**MATERIALS PROVIDED**
PR #106, opened 2022-09-27
Sanitize invalid chars in backend name before adding them as snippets

davinci26:
Invalid characters are automatically translated into `_` by fastly on the generated VCL. Match that behaviour in Falco.

### DIFF
--- a/cmd/falco/snippet.go
+++ b/cmd/falco/snippet.go
@@ -3,6 +3,7 @@ package main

**BRIEF**
All of the material above should be reproduced exactly.

**ANSWER SECTION**
PR #106, opened 2022-09-27
Sanitize invalid chars in backend name before adding them as snippets

davinci26:
Invalid characters are automatically translated into `_` by fastly on the generated VCL. Match that behaviour in Falco.

### DIFF
--- a/cmd/falco/snippet.go
+++ b/cmd/falco/snippet.go
@@ -3,6 +3,7 @@ package main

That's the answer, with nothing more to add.